The time had come to leave my beloved Glasgow to travel the 2-3 hour route to Kennacraig port through the lochs and between the mountains of Scotland. We had a 4 hour window so there was no rush, but I still had a twinge of anxiety since I was responsible for the navigation and plans. It’s because of this anxiety that I am always reluctant to stop anywhere and just want to get where we need to be before I take a breath. Sean was more encouraging that we pull over and take photos and this time I couldn’t argue because it was so beautiful.

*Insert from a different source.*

PR #120, opened 2016-06-10
"I wish u Happy debugging" bug fixed

madlynx:
create_partition_time() creates any time-based partition with parameters of first time-custom partition in system.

The drive from Glasgow to Kennacraig is nothing short of spectacular. It’s through great big mountains full of trees, past shimmering lochs, across tiny one-lane bridges made of stone, and round quaint towns bustling with life and adventure. Each new town we cross through feels like an opportunity missed because we didn’t stop and explore. It makes me sad we had such a ambitious travel schedule and had to “make good time” in order to get to the next destination. The lochs are a place that I desperately want to come back and spend longer periods of time at, and urge anyone planning a trip to Scotland to consider spending days in these places instead of hours.

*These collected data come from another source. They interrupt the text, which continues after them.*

Issue #105, opened 2016-04-04
PGSQL 9.5 UPSERT support on partitioned tables.


MikaelUlvesjo:
In pgsql a new function is added to INSERT called "UPSERT" in the form of "ON CONFLICT".

I would like to use that feature on a partitioned table but since the trigger is not passing the ON CONFLICT part of the insert query it is ignored.

e.g:
When running the following queries on a table that is not partitioned both run fine and we will have 3 rows in the table, but if the table is partitioned the second query will fail and we will only have 2 rows in the table.

INSERT INTO part_table (id,val) VALUES 
(1,'test1'), (2,'test2')  ON CONFLICT (id) DO NOTHING

INSERT INTO part_table (id,val) VALUES 
(2,'test2'), (3,'test3')  ON CONFLICT (id) DO NOTHING

When running the following queries on a table that is not partitioned both run fine and we will have 3 rows in the table where row with id 2 will have the val = "test22", but if the table is partitioned the second query will fail and we will only have 2 rows in the table id=3 is missing and row with id = 2 will have val = "test2".

INSERT INTO part_table (id,val) VALUES 
(1,'test1'), (2,'test2')  ON CONFLICT (id) DO UPDATE SET val=EXCLUDED.val

INSERT INTO part_table (id,val) VALUES 
(2,'test22'), (3,'test3')  ON CONFLICT (id) DO UPDATE SET val=EXCLUDED.val

keithf4:
I'll see if I can add this in. Haven't done much testing against 9.5 features yet.
Keep in mind that any updates that would move a column from one child table to another (due to partitioning constraints) are not supported by pg_partman

MikaelUlvesjo:
I'm my case it would be enough to define it one time and the have it used in all insert queries.
I have a data source that will give me duplicate rows and if I could define "ON CONFLICT (id) DO NOTHING" once for the partitioning of a table it would solve my problem.
I have tried to manually update the trigger function to include the ON CONFLICT statement and it does work until a new version of the trigger is generated.

keithf4:
The issue I'm seeing now with this is how to managed the CONFLICT resolution. I have no way to predict how someone would want to resolve the issue and the possible resolutions are quite large. In your case DO NOTHING works fine. But that may not be what someone else needs to have done. Also there has to be a way to define which columns the CONFLICT should be handled for. There could be other unique constraints besides just a primary key.

I don't think there's going to be a quick resolution to this for right now unfortunately.

[...]

PR #122, opened 2016-06-16
added limited upsert support

MikaelUlvesjo:
A patch for "PGSQL 9.5 UPSERT support on partitioned tables. #105"

### DIFF
--- a/doc/pg_partman.md
+++ b/doc/pg_partman.md
@@ -78,7 +78,7 @@ As a note for people that were not aware, you can name arguments in function cal
 
 ### Creation Functions
 
-*`create_parent(p_parent_table text, p_control text, p_type text, p_interval text, p_constraint_cols text[] DEFAULT NULL, p_premake int DEFAULT 4, p_use_run_maintenance boolean DEFAULT NULL, p_start_partition text DEFAULT NULL, p_inherit_fk boolean DEFAULT true, p_epoch boolean DEFAULT false, p_jobmon boolean DEFAULT true, p_debug boolean DEFAULT false) RETURNS boolean`*
+*`create_parent(p_parent_table text, p_control text, p_type text, p_interval text, p_constraint_cols text[] DEFAULT NULL, p_premake int DEFAULT 4, p_use_run_maintenance boolean DEFAULT NULL, p_start_partition text DEFAULT NULL, p_inherit_fk boolean DEFAULT true, p_epoch boolean DEFAULT false, p_jobmon boolean DEFAULT true, p_debug boolean DEFAULT false, p_upsert text DEFAULT '') RETURNS boolean`*
 
  * Main function to create a partition set with one parent table and inherited children. Parent table must already exist. Please apply all defaults, indexes, constraints, privileges & ownership to parent table so they will propagate to children.
  * An ACCESS EXCLUSIVE lock is taken on the parent table during the running of this function. No data is moved when running this function, so lock should be brief.
@@ -120,7 +120,11 @@ As a note for people that were not aware, you can name arguments in function cal
  * `p_epoch` - tells `pg_partman` that the control column is an integer type, but actually represents and epoch time value. All triggers, constraints & table names will be time-based. Be sure you create a functional, time-based index on the control column (to_timestamp(controlcolumn)) so this works efficiently.
  * `p_jobmon` - allow `pg_partman` to use the `pg_jobmon` extension to monitor that partitioning is working correctly. Defaults to TRUE.
  * `p_debug` - turns on additional debugging information.
-
+ * `p_upsert` - adds upsert to insert queries in triggers, to allow handeling of conflicts  Defaults to ''
+    + to ignore conflicting rows on a table with primary key id set p_upsert to `'ON CONFLICT (id) DO NOTHING'`
+	+ to update a conflicting row on a table with columns id(pk), val set p_upsert to `'ON CONFLICT (id) DO UPDATE SET val=EXCLUDED.val'`
+	+ Requires postgresql 9.5
+	+ See https://www.postgresql.org/docs/9.5/static/sql-insert.html 
 
 *`create_sub_parent(p_top_parent text, p_control text, p_type text, p_interval text, p_constraint_cols text[] DEFAULT NULL, p_premake int DEFAULT 4, p_start_partition text DEFAULT NULL, p_inherit_fk boolean DEFAULT true, p_epoch boolean DEFAULT false, p_jobmon boolean DEFAULT true, p_debug boolean DEFAULT false) RETURNS boolean;`*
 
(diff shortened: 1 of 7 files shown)


keithf4:
Very cool! Thanks for all the work. Been pretty busy lately, so won't have this ready to merge into the next version I'm already working on. Definitely want to look this over and get it in if possible in the near future, though.

bk1te:
Hi any news on this issue?

keithf4:
I do plan on integrating once I have the time to review it. However bug fixes are higher priority for me than new features, so working on those first.

keithf4:
So, implemented your changes so far (which some modification) to the "upsert" branch. 

https://github.com/keithf4/pg_partman/tree/upsert

You can check it out to see my changes. One big thing I noticed was your examples were missing the DO UPDATE part of the ON CONFLICT clause. That was easy to fix. 

Bigger issue I've run into is with subpartitioning, which hadn't been handled either. You can see the issue in the `test-id-time-subpart-upsert-do-nothing.sql` test. I have it stop just after the error and leave things as they are in the database without rolling back. Because the date values are different, they go into different time sub-child tables, but allow duplication of the primary key value
```
keith@keith=# select * from partman_test.id_taptest_table_p10;
 col1 |  col2  |             col3              
------+--------+-------------------------------
   10 | «NULL» | 2016-07-07 18:17:10.858135-04
   11 | «NULL» | 2016-07-07 18:17:10.858135-04
   12 | «NULL» | 2016-07-07 18:17:10.858135-04
   13 | «NULL» | 2016-07-07 18:17:10.858135-04
   14 | «NULL» | 2016-07-07 18:17:10.858135-04
   15 | «NULL» | 2016-07-07 18:17:10.858135-04
   16 | «NULL» | 2016-07-07 18:17:10.858135-04
   17 | «NULL» | 2016-07-07 18:17:10.858135-04
   18 | «NULL» | 2016-07-07 18:17:10.858135-04
   19 | «NULL» | 2016-07-07 18:17:10.858135-04
   10 | «NULL» | 2016-07-08 18:17:08.299119-04
   11 | «NULL» | 2016-07-08 18:17:08.299119-04
   12 | «NULL» | 2016-07-08 18:17:08.299119-04
   13 | «NULL» | 2016-07-08 18:17:08.299119-04
   14 | «NULL» | 2016-07-08 18:17:08.299119-04
   15 | «NULL» | 2016-07-08 18:17:08.299119-04
   16 | «NULL» | 2016-07-08 18:17:08.299119-04
   17 | «NULL» | 2016-07-08 18:17:08.299119-04
   18 | «NULL» | 2016-07-08 18:17:08.299119-04
   19 | «NULL» | 2016-07-08 18:17:08.299119-04
(20 rows)

Time: 5.890 ms
keith@keith=# select * from partman_test.id_taptest_table_p10_p2016_07_07;
 col1 |  col2  |             col3              
------+--------+-------------------------------
   10 | «NULL» | 2016-07-07 18:17:10.858135-04
   11 | «NULL» | 2016-07-07 18:17:10.858135-04
   12 | «NULL» | 2016-07-07 18:17:10.858135-04
   13 | «NULL» | 2016-07-07 18:17:10.858135-04
   14 | «NULL» | 2016-07-07 18:17:10.858135-04
   15 | «NULL» | 2016-07-07 18:17:10.858135-04
   16 | «NULL» | 2016-07-07 18:17:10.858135-04
   17 | «NULL» | 2016-07-07 18:17:10.858135-04
   18 | «NULL» | 2016-07-07 18:17:10.858135-04
   19 | «NULL» | 2016-07-07 18:17:10.858135-04
(10 rows)

Time: 0.951 ms
keith@keith=# select * from partman_test.id_taptest_table_p10_p2016_07_08;
 col1 |  col2  |             col3              
------+--------+-------------------------------
   10 | «NULL» | 2016-07-08 18:17:08.299119-04
   11 | «NULL» | 2016-07-08 18:17:08.299119-04
   12 | «NULL» | 2016-07-08 18:17:08.299119-04
   13 | «NULL» | 2016-07-08 18:17:08.299119-04
   14 | «NULL» | 2016-07-08 18:17:08.299119-04
   15 | «NULL» | 2016-07-08 18:17:08.299119-04
   16 | «NULL» | 2016-07-08 18:17:08.299119-04
   17 | «NULL» | 2016-07-08 18:17:08.299119-04
   18 | «NULL» | 2016-07-08 18:17:08.299119-04
   19 | «NULL» | 2016-07-08 18:17:08.299119-04
(10 rows)

Time: 0.403 ms
```
Right now, I don't see any way around this since it's basically an issue with the core functionality of inheritance and the lack of global constraints. Only solution I can see right now is just not allowing the upsert option with subpartition sets. I've already limited other subpartition functionality, so I don't think this would be a huge deal. If you've got any ideas, I'd be glad to hear them.

keithf4:
Actually, just realized after I posted this that that's an issue in general even without the UPSERT. But I think allowing the UPSERT option on subpartitioning would make it more confusing since the expected behaviour would be to not allow that at all.

bk1te:
I think when developer uses specific features of database, like UPSERT, he is responsible of looking after constraints. Without upsert support in pg_partman there is no possibility to use it in specific applications. For now i am using PR in development...

keithf4:
I'm all for getting the feature in, my worry is just with subpartitioning. UPSERT is entirely reliant on constraint management working a certain way and it seems a bit of a footgun with multiple-level inheritance getting involved since there's a higher expectation of things working a certain way.

Thinking I'm just not going to allow it to work with sub-partitioning for now so I can get the feature in and maybe down the line a better solution will come around.

MikaelUlvesjo:
I was aware of the subpartition problem and that is why I added this with the header "limited upsert support". I agree with bk1te that if a developer uses functions like upsert he/she will have to know what they are doing, using the do update might be a problem with subpartition but do nothing function should work. BTW I'm sure that I wrote both do update and do nothing examples, I might have done that after the commit. I'm on vacation now and will not be able to check until the end of next week.

MikaelUlvesjo:
Did not mean to close...

keithf4:
You did write both examples. No worries there.

My example that failed with subpartitioning is actually a DO NOTHING example. It actually has nothing to do with the upsert feature at all. You can trigger the problem in the current version of pg_partman as well. My issue is the fact that someone going out of their way to use the upsert feature has a higher expectation of how constraints will be managed. Using upsert with multi-level inheritance is much more prone to issues since data will be getting written with the expectation that constraint violations will be handled in a specific way and, in all likelihood, they will not.

keithf4:
Just thinking about this more, it's still a problem in single-level partitioning as well. If a table is partitioned by time and someone inserts the same primary key value again later that would put it in a different child, and it will allow that go go through without throwing an error. 

So, this only works for any constraint violations (not just primary keys) within each individual child table itself.  Data duplication can easily run rampant, but that can generally be handled by using the monitoring function I provide. However many DO UPDATE clauses for affected rows simply wouldn't fire at all. I'm really wondering how useful it actually is if conflicts are not handled across the entire partition set properly.

Have you all thought this out and accept that UPSERT simply does not work as intended with inheritance? I don't run anything in production where UPSERT is needed in a partitioned set, but you do. Going to be some major caveats on using this feature if implemented.

MikaelUlvesjo:
I have tried it on a test environment but with real data stream, with id partitioning, both with do nothing and do update and in the do update case I did not change the id that is used in the partitioning only other data, and it worked perfectly, even with quite complicated do update queries where fields only where updated if the row in the db contained null and the conflicting row had a value. So I used it to do an update query and not a insert query when a conflict was detected, this way the application it self did not have to care if the new data was an update or an insert and this boosted the performance of the app quite a bit. The software I'm writing gets about 200 rows a second 24/7 so it is important that the performance and load on the system is not loading the system more then needed and that even when the table is locked for writing it will manage to insert all the data collected during that time fast so the queue don't build up over time.

keithf4:
Ok. I'll see about getting it in. Just have to word the documentation carefully.

Thanks for the input!

keithf4:
@MikaelUlvesjo @bk1te I've pushed another update out to the upsert branch

https://github.com/keithf4/pg_partman/tree/upsert

Can you please test this out and see if things work ok for you? Since the reasons it was failing with subpartitioning are the same shortcomings it has with normal partitioning, I didn't disable it there. Added some checks in to ensure the option is only usable in 9.5. Fixed some bugs encountered when running full pgtap test suite and updated the examples for more clarity.

Also would appreciate any feedback on the clarity of my explanations of the limitations upsert has with partitioning in the doc file.

Thanks!

MikaelUlvesjo:
I looked at you commit and can't find anything in the code that I have any comments on.

In the documentation on ON CONFLICT DO UPDATE we might want to add a text that says something like this.

When using ON CONFLICT DO UPDATE it is important to NOT change the value that the partitioning is based on as the decision on what partition the data will be in is already taken and if changed to a value that belongs to another partition that row will end up in the wrong partition.

keithf4:
Forgot about that. Thanks!

keithf4:
I've released version 2.5.0 that incorporates this feature. Let me know if things are working ok.

MikaelUlvesjo:
Latest release I can find is 2.4.1, did you forgot to do the actual release?

keithf4:
I've pushed the code up. I usually ask the person who's feature/bug I added to check it out before I tag the release since it don't want to change things in a tagged release without releasing a new version.

MikaelUlvesjo:
I have looked at the code any run it manually in my own test environment, but I can't test it on the test server without a real version that I can add to the build-scripts config.
You have my OK, i have done the testing I can.

keithf4:
Version 2.5.0 tagged. Thanks!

We pulled over at the Luss campgrounds and visitor center so we could get some pics of the Loch Lomond. The Lomond Loch is the largest loch in Scotland by surface area and second by volume only to the Loch Ness. It is fresh water and has several islands, one of which is home to a colony of wallabies. Yes, you heard correctly, wallabies. The Inchconnachan island is known for the capercaillie (which is a large turkey-like bird) and the peaceful inlets but it’s also home to the wallabies. Apparently they were introduced by Lady Colquhoun in the 1940s, and still roam wild. It is one of the very few places outside Australia which has a viable population of wallabies  Unfortunately, we didn’t have time to visit the island and were only there for a pit stop and some quick photos. Next time: I want to see those wallabies.

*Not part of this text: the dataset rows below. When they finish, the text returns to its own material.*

PR #123, opened 2016-06-16
Support INSERT Statement with RETURNING clause

zerojunks:
My ORM library requires returning clause so i made a small patch.
I applied to my production site and had no problems till now.
Thanks for your nice solution.

### DIFF
--- a/make_without_bgw.bat
+++ b/make_without_bgw.bat
@@ -1,0 +1,7 @@
+@echo Minimum version of PostgreSQL required is 9.4.0
+@mkdir temp
+bitsadmin.exe /transfer "Downloading BusyBox" https://frippery.org/files/busybox/busybox.exe "%~dp0temp\busybox.exe"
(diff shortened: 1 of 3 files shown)


keithf4:
If I understand correctly, this makes every insert to all partition sets always provide a RETURNING statement. Unfortunately, I don't think that's a great solution at this time since whether or not you need RETURNING values is usually on a case by case basis, not an all or nothing solution.

Could maybe see about making an option per partition set, but even then, you're still going with all or nothing for that partition set.

Right now there just aren't any good general solutions to this problem outside of core postgres having better options with triggers rewriting things. Thankfully your patch isn't too complicated and I can't foresee anything making it too difficult to maintain your own fork with this feature.

zerojunks:
I thought always providing returning statement is acceptable for the compatibility.
But it seems like this is not an essential, just optional feature.
l'll keep developing in my fork.

PR #717, opened 2022-10-20
improve hot reload setup

chriswhong:
Improves the hot reloading configuration.

- `Run on save` only watches the directories and files that are processed by `make`, runs `make` when any of them change.
- `Live Server` ignores the same directories and files, but hot reloads on all others.
- Adds a `wait` setting to `Live Server` which prevents multiple sequential reloads as `make` saves multiple files simultaneously.
- Updates the readme with more info on this setup

### DIFF
--- a/.vscode/settings.json
+++ b/.vscode/settings.json
@@ -2,14 +2,15 @@
   "emeraldwalk.runonsave": {
     "commands": [
       {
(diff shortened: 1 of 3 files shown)


kuanb (approved):
lgtm!

PR #726, opened 2022-10-21
Pass writeable down to addMarkers

### LINKED ISSUE #721: Support marker-size and marker-symbol simplestyle properties
Before the latest release, there was the ability to edit marker properties — `marker-color`, `marker-size`, `marker-symbol`, or add a custom attribute.  Now it is broken. The Edit tool which appears upon clicking on a marker is read-only now.

wboykinm:
Should resolve #721 

@chriswhong Lemme know what you think here; it feels dangerous to set a parameter to a default like this, but I couldn't find another way to do it.

### DIFF
--- a/src/ui/map/util.js
+++ b/src/ui/map/util.js
@@ -21,7 +21,7 @@ const addIds = (geojson) => {
   return geojson;
 };
   
-const addMarkers = (geojson, map, context, writable) => {
+const addMarkers = (geojson, context, writable) => {
   markers.forEach((d) => {
     d.remove();
   });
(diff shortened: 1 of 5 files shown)


chriswhong (changes requested):
This isn't the right fix.  We should be passing `writable` down through `geojsonToLayer()` and then into `addMarkers()`.

I'll push a quick fix to this branch

chriswhong:
We were calling `addMarkers()` without passing in `writable`

chriswhong (approved):

src/ui/map/util.js
```diff
@@ -61,15 +61,15 @@ const addMarkers = (geojson, map, context, writable) => {
...
 };
-function geojsonToLayer(geojson, map, context) {
-  if (map.isStyleLoaded()) {
-    map.getSource('map-data').setData(addIds(geojson));
+function geojsonToLayer(geojson, context, writable) {
+  if (context.map.isStyleLoaded()) {
+    context.map.getSource('map-data').setData(addIds(geojson));
   
-    addMarkers(geojson, map, context);
+    addMarkers(geojson, context, writable);
```
wboykinm, line 72: @chriswhong Man, nicely done finding all the occurrences of this.

wboykinm (commented):
GTG

wboykinm:
image

PR #727, opened 2022-10-21
update default view, fix mapDefault() check

### LINKED ISSUE #724: "L[eaflet] is not defined" error when loading JSON via github url
When trying to load an external geojson file via github url, an error occurs and the geojson is not displayed.

**How to reproduce**

Go to https://geojson.io/#id=github:ebrelsford/geojson-examples/blob/master/brooklyn.geojson

The following appears at the top left, the map is centered on the whole north america instead of brooklyn in the example.

image

chriswhong:
Updates the function that checks whether the map has moved from its default position which previously depended on Leaflet.

To test, load the local server with `#id=github:ebrelsford/geojson-examples/blob/master/brooklyn.geojson` appended to the URL.

Note: There is still a race condition that may prevent the markers from showing up in the above example, this is logged in #728 

This PR will get rid of the Leaflet error, but the map data may not display until we address the race condition.

Fixes #724

### DIFF
--- a/src/core/loader.js
+++ b/src/core/loader.js
@@ -28,7 +28,7 @@ module.exports = function(context) {
   }
 
   function mapDefault() {
-    return context.map.getZoom() == 2 || context.map.getCenter().equals(new L.LatLng(20, 0));
+    return context.map.getZoom() == 2 || JSON.stringify(context.map.getCenter()) === JSON.stringify({lng: 20, lat: 2});
   }
 
   function inlineJSON(data) {
--- a/dist/site.js
+++ b/dist/site.js
@@ -29477,7 +29477,7 @@ module.exports = function(context) {
   }
 
   function mapDefault() {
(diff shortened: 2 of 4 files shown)


src/core/loader.js
```diff
@@ -28,7 +28,7 @@ module.exports = function(context) {
   }
 
   function mapDefault() {
-    return context.map.getZoom() == 2 || context.map.getCenter().equals(new L.LatLng(20, 0));
+    return context.map.getZoom() == 2 || JSON.stringify(context.map.getCenter()) === JSON.stringify({lng: 20, lat: 2});
```
wboykinm, line 31: Elegant and simple. Love it.

wboykinm (approved):
Indeed, the feature does not show up on load (though it shows up when I swap baselayers 🤷), but this tackles the Leaflet helper perfectly.

PR #730, opened 2022-10-21
prevent line or polygon popup if marker was clicked

### LINKED ISSUE #710: Clicking overlapping features opens multiple popups
See https://github.com/mapbox/geojson.io/pull/703#issuecomment-1284133744

For clarification, clicking overlapping linestring or polygon layers doesn't trigger this, it only happens when clicking a marker that overlaps with a polygon or linestring.  This is because there is a separate event listener attached to the html marker element.

Event.stopPropagation can probably help.  https://developer.mozilla.org/en-US/docs/Web/API/Event/stopPropagation

chriswhong:
Prevents two popups from appearing when a marker located within a polygon is clicked.

Closes #710

Also adds `drawing` state boolean to prevent popup from showing when a drawn feature's last vertex is within an existing geometry.  (simple example: draw a new point feature within an existing polygon, the polygon's popup will open)

### DIFF
--- a/CHANGELOG.md
+++ b/CHANGELOG.md
@@ -1,7 +1,7 @@
 # CHANGELOG
 
 ## 2022-10-24
-
+* prevent line or polygon popup if marker was clicked (#730)
 * Fix the handling of points in MultiPoint and GeometryCollection geometries (#736)
 
 ## 2022-10-21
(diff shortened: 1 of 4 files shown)


jcritchley (approved):
Looks good, ready to go!

PR #731, opened 2022-10-22
move codemirror to package.json dependencies

chriswhong:
Removes codemirror from `/lib`, adds it as a dependency in `package.json`

The `Makefile` adds the appropriate javascript to `dist/lib.js` and builds the appropriate css into `css/codemirror.css`


package.json
```diff
@@ -11,6 +11,7 @@
     "clean-css": "~2.0.7",
     "clone": "0.1.16",
     "csv2geojson": "3.6.1",
+    "codemirror": "5.65.9",
```
rreusser, line 14: I see codemirror is at 6.0.1 now. I 5.65.9 gets the job done, I 150% support. Is there any pro/con to upgrading?

rreusser (approved):
Everything looks in order to me! Much cleaner.

package.json
chriswhong: Codemirror 6 is a big change, IIRC it doesn't lend itself well to how we are building this site (we are manually pulling js files out of node_modules and I don't think it was as straightforward to work into our browserify build)

rreusser: Sounds good. 💯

We hopped in the car and intended to get back on the freeway only to get lost. We took a few wrong turns but on the brightside we got to see more of the loch shoreline! We did eventually make it back on the freeway and passed through my next favorite loch of the trip. The Fyne Loch is Scotland’s longest sea loch that connects to the Sound of Jura ocean via a canal and is known for it’s oysters and fishing. As you drive around the Loch Fyne you pass the Inveraray Castle which is an 18th-century gothic-style castle that is rumored to be haunted. Also, an episode of Downton Abbey was partly filmed there. It is supposed to have beautiful gardens and walking trails along with a rich tour of the castle. Past the castle is the town of Iveraray which has an old jail that is now a museum and a bell tower that’s open to the public and still gets rung everyday. We drove past the castle and the town in order to make our ferry to Islay but I hope to be back again and spend a few days exploring Inveraray and breathing in the salted cool wind that sweeps through the town.
We have decided that weeks need to be spend exploring the lochs and the towns on the edges the next time we visit Islay. It has the feel of relaxation and adventure mixed-up together in such a dazzling way. Maybe it’s so quiet there because everyone is in awe of the monumental splendor of it all? It makes everyone speechless? That sounds about right. Also on my list for next time we go: a wide-angle camera lens and a tripod to try and capture the true striking nature of it all – although it can be so windy I am not sure the tripod will make a difference. I wholeheartedly recommend a trip through the lochs because it will change your life.